═════ Material for the task

PR #444, opened 2023-06-16
feat: allow any case for logLevel

AuHau:


markspanbroek (approved):
I like it, but it does deviate from the standard way of specifying log levels with chronicles.

AuHau:
> I like it, but it does deviate from the standard way of specifying log levels with chronicles.

I disagree ;-) It deviates from how `parseEnum` works. If you you look on how [`parseTopicDirectives`](https://github.com/status-im/nim-chronicles/blob/c9c8e58ec3f89b655a046c485f622f9021c68b61/chronicles/helpers.nim#L25) is implemented, then it actually allows lowercase levels, even shortened one like `inf=info`... I have created PR there to allow this behavior on `setLogLevel` level as well: https://github.com/status-im/nim-chronicles/pull/136

dryajov (approved):
It does deviate from Nimbus and other Status Nim software as well, but I like it.

PR #445, opened 2023-06-16
chore: remove unused imports

AuHau:


tests/integration/testproofs.nim
```diff
@@ -3,7 +3,6 @@ import codex/contracts/marketplace
 import codex/contracts/deployment
 import codex/periods
 import ../contracts/time
-import ../contracts/deployment
```
markspanbroek, line 6: Looks like this is one too many, it makes the integration test fail :D

markspanbroek (approved):
:pray: Thanks for cleaning this up! Good to go once the tests pass again.

tests/integration/testproofs.nim
AuHau: Ups 😅

PR #454, opened 2023-06-21
Improving proc/func formatting consistency

elcritch:
AKA learning the code base by trying to make proc formatting a bit more consistent! I also tried adding comments when I could. 

Goal of formatting style is to make it easy to pick out the return type and any pragmas.

General rule of thumb used to reformat a proc/func:
- more than 4 arguments
- complex return types and pragmas

Format used:

```nim
proc corruptBlocks*(
    store: BlockStore,
    manifest: Manifest,
    blks, bytes: int
): Future[seq[int]] {.async.} =
   ## comment
   discard "..."
```


markspanbroek (approved):
My rule of thumb is: if the signature is >80 characters, then format over multiple lines. It probably boils down to the same thing :smile:

PR #463, opened 2023-06-28
Tests for AsyncStreamWrapper

tbekas:


tests/codex/testasyncstreamwrapper.nim
```diff
@@ -0,0 +1,90 @@
...
+    server.start()
+
+    var transp = await connect(address)
+    var rstream = newAsyncStreamReader(transp)
+    var wrapper = AsyncStreamWrapper.new(reader = rstream)
+    var buf = newSeq[byte](data.len div 2)
+
+    let readLen = (await wrapper.readOnce(addr buf[0], buf.len))
+
+    await wrapper.closeImpl()
```
dryajov, line 65: We shouldn't call `closeImpl()` explicitly, it's a private field (hence `Impl`), calling `await wrapper.close()` is the proper way, which calls `closeImpl` internally. 

It's a bit unfortunate that `closeImpl` is marked as public, but I believe this is done because you can't have private inheritable `methods`.

dryajov (dismissed):

tests/codex/testasyncstreamwrapper.nim
tbekas: Thanks for the context. I also found the `Impl` suffix odd, but I thought it was a peculiar naming choice.

elcritch:
I'm not too familiar with the Stream / AsyncStream packages, but the code looks clean.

══════════

To do ->
Of the lines above, copy each that contains "deployment".

Written solution ->
 import codex/contracts/deployment
-import ../contracts/deployment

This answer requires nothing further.